We use DaCe to optimize the computation and communication of the OMEN quantum transport simulator. Over the previous, manually optimized state-of-the-art implementation, DaCe-OMEN exhibits a **~140x** speedup. Due to the data-centric approach, it became apparent that the communication scheme could scale better if the code would undergo data movement transformations.

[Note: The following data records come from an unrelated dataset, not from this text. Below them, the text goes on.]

PR #433, opened 2019-12-02
Diplomatic Bridges & Intelligent FPGA-DRAM Allocation

davidbiancolin:
This is the first of three phases to make FPGATop and the BridgeModules instantiated there diplomatic. Here, i just convert the FPGA-DRAM handling to be diplomatic (DMA and MMIO will follow later). This enables the following enhancements:

1) _any bridge_ can now request FPGA DRAM, not just FASED timing models
2) LoadMem only initializes DRAM that has been allocated.
3) Cacheline-striped target memory systems.


sim/midas/src/main/scala/midas/platform/F1Shim.scala
```diff
@@ -141,99 +133,85 @@ class F1Shim(implicit p: Parameters) extends PlatformShim {
...
         io.dma.r.bits.data,
         io.dma.r.bits.last,
-        io.dma.r.bits.id,
-        io.dma.r.bits.user)
+        io.dma.r.bits.id)
     }
 
-  when (io.slave(0).aw.fire()) {
-    printf("[slave,awfire,%x] addr %x, len %x, size %x, burst %x, lock %x, cache %x, prot %x, qos %x, region %x, id %x, user %x\n",
+  when (io_slave(0).aw.fire()) {
```
zhemao, line 148: Wait, does it actually work to reference io_slave before it is created? I usually get a null pointer exception if I do this. Check what happens if AXIDebugPrint is set to true.

sim/midas/src/main/scala/midas/platform/ZynqShim.scala
```diff
@@ -7,23 +7,26 @@ import chisel3._
...
 import freechips.rocketchip.config.{Parameters, Field}
+import freechips.rocketchip.diplomacy.{LazyModule}
 import freechips.rocketchip.util.ParameterizedBundle
 
-import midas.core.{HostMemChannelNastiKey, ChannelWidth}
+import midas.core.ChannelWidth
 
-abstract class PlatformShim(implicit p: Parameters) extends Module {
-  def top: midas.core.FPGATop
+abstract class PlatformShim(implicit p: Parameters) extends MultiIOModule {
```
zhemao, line 15: I feel like this class should be in a separate Scala file.

sim/midas/src/main/scala/midas/platform/ZynqShim.scala
```diff
@@ -7,23 +7,26 @@ import chisel3._
...
+  def top: midas.core.FPGATopImp
   def headerConsts: Seq[(String, Long)]
   def genHeader(sb: StringBuilder, target: String) {
     import widgets.CppGenerationUtils._
+    //We need to split out a C++ header from the C header or VCS croaks
+    //sb.append("#include <cstdint>\n")
```
zhemao, line 21: Does this comment need to be here anymore?

sim/midas/src/main/scala/midas/widgets/Widget.scala
```diff
@@ -31,27 +32,37 @@ object WidgetMMIO {
...
-  private def setWidgetName(n: String) {
-    wName = Some(n)
-  }
-  def getWName: String = {
-    wName.getOrElse(throw new  RuntimeException("Must build widgets with their companion object"))
-  }
+  def printCRs = module.crRegistry.printCRs
+}
+
+abstract class WidgetImp(wrapper: Widget)(implicit p: Parameters) extends LazyModuleImp(wrapper) {
```
zhemao, line 59: Is the implicit parameters argument necessary here? Usually module implementations don't declare their own implicit parameters object, since they will use the one from the parent lazy module.

sim/midas/src/main/scala/midas/widgets/CppGeneration.scala
```diff
@@ -24,9 +24,15 @@ case class UInt32(value: BigInt) extends IntLikeLiteral {
 }
 
 case class UInt64(value: BigInt) extends IntLikeLiteral {
-  def typeString = "uint64_t"
+  def typeString = "unsigned long long"
```
zhemao, line 27: What's the reason for changing this?

sim/midas/src/main/scala/junctions/Nasti2AXI4.scala
```diff
@@ -0,0 +1,36 @@
...
+package junctions
+
+import chisel3._
+import chisel3.MultiIOModule
+
+import freechips.rocketchip.amba.axi4._
+import freechips.rocketchip.config.{Parameters}
+
+class AXI42NastiIdentityModule(params: AXI4BundleParameters)(implicit p: Parameters) extends MultiIOModule {
+  val axi4 = IO(Flipped(new AXI4Bundle(params)))
```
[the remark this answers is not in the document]
davidbiancolin: Nothing in particular, i like not having to type `.io`. I can change it if your prefer.

sim/midas/src/main/scala/midas/core/FPGATop.scala
```diff
@@ -4,87 +4,162 @@ package midas
...
+  memAXI4Node :*= AXI4Buffer() :*= xbar
+  xbar := loadMem.toHostMemory
+  val targetMemoryRegions = sortedRegionTuples.zip(dramOffsets).map({ case ((bridgeSeq, addresses), hostBaseAddr) =>
+    val regionName = bridgeSeq.head.memoryRegionName
+    val virtualBaseAddr = addresses.map(_.base).min
+    val offset = hostBaseAddr - virtualBaseAddr
+    for (bridge <- bridgeSeq) {
+      (xbar := AXI4Buffer()
+            // Implements the base-and-bounds address translation
+            := AXI4AddressTranslation(offset, addresses, regionName)
```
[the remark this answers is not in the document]
davidbiancolin: Good point. I need more :=* in my life.

sim/midas/src/main/scala/midas/platform/F1Shim.scala
davidbiancolin: Ugh, probably not. i was just blindly porting this.

sim/midas/src/main/scala/midas/platform/ZynqShim.scala
davidbiancolin: Agreed.

sim/midas/src/main/scala/midas/platform/ZynqShim.scala
davidbiancolin: This is related to your question about the `unsigned long long` change. As it turns out, we were never emitting `uint64_t`, if we had been we would have run into compilation errors in VCS ML sims. Since we include this header in basically every compilation unit (= bug), VCS 
compiles it part of C and C++ files and complains about the library we use to include the fixed-width types.

Obviously, we should emit fixed-width types. The easiest way to do this IMO is split the header files, into a const.h that is included in all of the places the legacy midas code wants it, and a const.hpp which just includes all the bridge good stuff we use.

sim/midas/src/main/scala/midas/widgets/Widget.scala
davidbiancolin: Good point, will do.

sim/midas/src/main/scala/midas/widgets/CppGeneration.scala
davidbiancolin: See above.

sim/midas/src/main/scala/junctions/Nasti2AXI4.scala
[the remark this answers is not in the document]
zhemao: I think that would be best, if only to not have to use a MultiIOModule.

sim/midas/src/main/scala/midas/platform/ZynqShim.scala
zhemao: I'm pretty sure if you use `#include <stdint.h>` it should work in C or C++.

sim/midas/src/main/scala/midas/platform/F1Shim.scala
```diff
@@ -5,240 +5,38 @@ import chisel3._
...
-      )
-  }
+    top.module.io.ctrl <> io.master
+    top.module.io.dma  <> io.dma
+    io_slave.zip(top.module.mem).foreach({ case (io, bundle) => io <> bundle })
 
-  when (io.slave(0).r.fire()) {
-    printf("[slave(0),rfire,%x] resp %x, data %x, last %x, id %x, user %x\n",
-      cyclecount,
+    val (wCounterValue, wCounterWrap) = Counter(io.master.aw.fire(), 4097)
```
zhemao, line 36: I suppose this is old, but why exactly is it 4097 and not 4096?

davidbiancolin: @sagark

sagark: uhhhhh. probably just padding to avoid having to think about wraparound

sagark: wait nvm

PR #434, opened 2019-12-02
Adjust BlockDevBridge to match new Option-type parameters

jerryz123:
Companion to https://github.com/ucb-bar/testchipip/pull/58 and https://github.com/ucb-bar/chipyard/pull/347


davidbiancolin:
FYI, this is going to require a chipyard bump thus an AGFI regeneration to not break FireSim-as-top.

jerryz123:
> FYI, this is going to require a chipyard bump thus an AGFI regeneration to not break FireSim-as-top.

Can we just roll this into the upcoming FireSIm/Chipyard release bump next week?

davidbiancolin:
> Can we just roll this into the upcoming FireSIm/Chipyard release bump next week?

That's probably the best approach.

PR #435, opened 2019-12-03
Make block device log to file like niclog does

zhemao:


sim/firesim-lib/src/main/cc/bridges/blockdev.cc
```diff
@@ -17,6 +17,7 @@
 /* Uncomment to get DEBUG printing
```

Normally, this would cause a complete rewrite of the codebase, but with DaCe it is a matter of applying transformations:

By using the same data-centric transformations on the operator level as well (more details can be found in the paper), we were able to achieve speedups of 5.76-31x over NVIDIA's optimized CUBLAS library. Putting all the pieces together, DaCe-OMEN scaled to the full Summit supercomputer, achieving simulation of numbers of atoms that were not possible to simulate before.

###### DaCe-OMEN strong scaling with 10,240 atoms on the Summit supercomputer

This effort won the ACM Gordon Bell Prize in 2019.